St. Sebastian Chapel, at the Winkel turnoff in Bad Rotenfels Burough, City of Gaggenau

Until 1891, the only Catholic parish church for the entire region was the St. Lawrence parish church in Rotenfels. The present church dates from the Baroque era in the 17th century, with the interior dating from the 18th century. At the turnoff in Rotenfels to the hamlet of Winkel, the tiny one-room St. Sebastian chapel was built from 1747 to 1752 with an open porch and roof turret. (It remains an active chapel today.) All of the area parishes came under the newly founded Archdiocese of Freiburg in 1821/1827 and assigned to the Murgtal Office of the Dean.

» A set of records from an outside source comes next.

PR #816, opened 2020-12-29
Update upgrade_your_database.rst

asc-odoo:
fixing a link

### DIFF
--- a/odoo_sh/advanced/upgrade_your_database.rst
+++ b/odoo_sh/advanced/upgrade_your_database.rst
@@ -10,7 +10,7 @@ Download and Upload your database
 =================================
 
 Download a dump of your database (from the :ref:`Builds view <odoosh-gettingstarted-builds-download-dump>`), choose the
-exact copy and without filestore options. Upload the .sql.gz dump on https://upgrade.odoo.com/database/upload and
+exact copy and without filestore options. Upload the .sql.gz dump on https://upgrade.odoo.com/upload and
 select the Testing Purpose. If you have custom code, you can choose to have it upgraded by us, or do it yourself. Once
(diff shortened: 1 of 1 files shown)


AntoineVDV:
Hi @asc-odoo, shouldn't it be fixed in 12.0 and 13.0 too?

asc-odoo:
Yes it should! just missed that my bad @AntoineVDV , for future reference is there a way to add to this pull or should I submit a seperate commit for each?

AntoineVDV:
> Yes it should! just missed that my bad @AntoineVDV , for future reference is there a way to add to this pull or should I submit a seperate commit for each?

With the "[canonical Git workflow](https://www.odoo.com/documentation/user/14.0/contributing/documentation/introduction_guide.html#use-the-canonical-git-workflow)" it would be quite easy to retarget your PR onto 12.0, as it is possible to do it directly from the GitHub interface. It would also be necessary to update the commit accordingly but it's not a big deal with git.

However; I see that this pull request is for a branch on your fork of the documentation-user project (`asc-odoo/documentation-user` being the fork, and `asc-odoo-patch-1` the branch) so I assume that you followed the "[GitHub interface workflow](https://www.odoo.com/documentation/user/14.0/contributing/documentation/introduction_guide.html#use-the-github-interface)". With this workflow, it's not easy (or even possible? not sure) to rebase the commit on 12.0.

If you are in the second case, just close this PR et create a new one from a new branch based on 12.0. Doc updates landing in 12.0 are regularly "forward-ported" to 13.0 and 14.0.

asc-odoo:
@AntoineVDV ,  you're correct I did follow the Github Interface workflow so I will close and create a new one in 12, thanks for the help I appreciate it! :)

PR #823, opened 2021-01-06
[IMP] purchase: merge and update blanket orders and calls for tenders

xpl-odoo:
Both blanket orders and calls for tenders shared a good chunk of information
(namely, enabling the feature and purchase agreements types configuration), and,
at the same time, aren't complex enough feature to have their own page, so this
commit merges both pages under a new folder "manage deals" where another commit
will add 3-way matching later on. At the same time, some of the content had to be
updated for v14 and it was necessary to provide slightly more in-depth information
across the board.


purchase.rst
```diff
@@ -8,5 +8,5 @@ Purchase
    :titlesonly:
 
    purchase/products
-   purchase/agreements
+   purchase/manage_deals
```
AntoineVDV, line 11: This needs a redirection.

purchase/agreements.rst
```diff
@@ -1,9 +0,0 @@
-===================
-Purchase Agreements
-===================
-
-.. toctree::
-   :titlesonly:
-
-   agreements/blanket_order
-   agreements/call_for_tender
```
AntoineVDV, line 9: Those need a redirection.

AntoineVDV (changes requested):
Same thing for the blank line between the commit title and message.

The commit message is good :)
This is a really small detail, but we generally avoid the first person in commit messages. "This commit introduces..." is preferred to "I introduce... and will do this..." but it's really not worth correcting now.

RST is good.

AntoineVDV (approved):

PR #824, opened 2021-01-06
[IMP] purchase: add alt text to UoM images

xpl-odoo:
Alt text added to all images, improved image filenames' readability by using dashes (-)


purchase/products/uom.rst
```diff
@@ -47,10 +48,11 @@ Back to the first example, if you purchase orange juice from your vendor in **ga
...
 (gallons) as the *Purchase Unit of Measure*, then click on *Save*.
 
-.. image:: media/uom-productconfiguration.png
+.. image:: media/uom-product-configuration.png
    :align: center
+   :alt: Configure a product's units of measure in Odoo
 
-Create ynew units of measure and units of measure categories
+Create new units of measure and units of measure categories
 ------------------------------------------------------------
```
AntoineVDV, line 56: Adapt the line length according to the title

AntoineVDV (changes requested):
Same thing for the blank line in the commit message.

RST is good 👍

Just a little precision: image filenames' readability is not really important as long as it is somewhat readable. In fact, as every little change to an image file actually **duplicates** the file in git, it wouldn't even be allowed to rename such files for that only purpose. What matters is that words within a file name are separated by dashes (-), as it improves the SEO score of the page. For most systems, this-is-a-five-words name while thisisasingleword name, as well as this_is_a_single_word.

AntoineVDV (approved):

PR #825, opened 2021-01-07
[REM] accounting: removing none existing module

Abridbus:
The module ' l10n_fr_certification ' has been integrate in the account module.
so this is not installable anymore. Removed this but kept the explanation
for the POS.
opw-2389435

### DIFF
--- a/accounting/fiscal_localizations/localizations/france.rst
+++ b/accounting/fiscal_localizations/localizations/france.rst
@@ -171,6 +171,18 @@ Odoo absolves itself of all and any responsibility in case of changes
 in the module’s functions caused by 3rd party applications not certified by Odoo.
 
 
+Re sequencing of the invoices
+-----------------------------
+
+It remains possible to re sequence the invoices but with some restrictions:
+
+1. The feature will not work when entries are previous to a lock date.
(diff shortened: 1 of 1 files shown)


Abridbus:
Adding second commit to explain the re sequencing for french customer.

As discussed with @tsb-odoo

Abridbus:
@alt-odoo 
If you can merge :D

alt-odoo:
I'm OK with the first commit, but for the resequence commit I'm not sure it should be put only in french localization as it concerns a generic feature...

@jcs-odoo I believe you are actively working on maintaining the doc, you might have a good opinion on this too :)

jcs-odoo:
I agree that if it is not restricted to a certain localization, it should be in the general documentation or Odoo Learn.

Now, I read that this situation is particularly problematic for French users, but I'm not sure to see why.
Are the restrictions written here limited to french companies -as the title of the commit suggests-, or is it standard for all countries?

Cheers,
Jonathan

jcs-odoo:
New Pull Request #940

jcs-odoo:
@Abridbus can I delete the branch `13.0-l10n_fr-remove-not-existing-module`?

PR #832, opened 2021-01-14
[IMP] localization: add "webinars" section to Chile

vbe-odoo:
l10n_cl (Chile):

The change is due to a request to add webinars we had per localization to improve the visibility of this as a tool both for customers and Odooers. Why at the beginning? This is because is the first thing you see when accessing the documentation.

This is a minor change.

### DIFF
--- a/accounting/fiscal_localizations/localizations/chile.rst
+++ b/accounting/fiscal_localizations/localizations/chile.rst
@@ -2,6 +2,13 @@
 Chile
 =====
 
+Webinars
+========
+
+Below you can find videos with a general description of the localization, and how to configure it.
+
+- `VIDEO WEBINAR OF A COMPLETE DEMO <https://youtu.be/BHnByZiyYcM>`_.
+
 Introduction
 ============
 


ren-odoo (approved):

The Evangelical Lutherans (Protestants) were driven out of the area in the 18th century but moved back in again to the Rotenfels area in the 19th century. They formed their own community and built their own church in 1891. This church was destroyed in the Second World War but rebuilt in 1953. The community, including all of the Protestants in the modern districts of Gaggenau and in Rastatt, belong to the Evangelical Church District of Baden-Baden.

== Sites ==

In 1818 Margrave Wilhelm of Baden and his 2nd wife Luise Karoline) turned the former site of Rotenfels spa into a country chateau. From 1818 to 1827, the building was redesigned by Friedrich Weinbrenner in classical portico style. It remained a country residence until the 1970s, when the academy purchased the building for its use.

Bad Rotenfels includes a large park on the south side of the river against the forest which hosts a number of significant historical ruins and hot springs, including military fortifications dating back to the 16th century, as well as a memorial to a Nazi labor camp where some 1,600 prisoners were housed and used for forced labor. The park includes outdoor sports facilities, hiking trails, a beer garden, mini-golf, and marked nature paths with historical markers.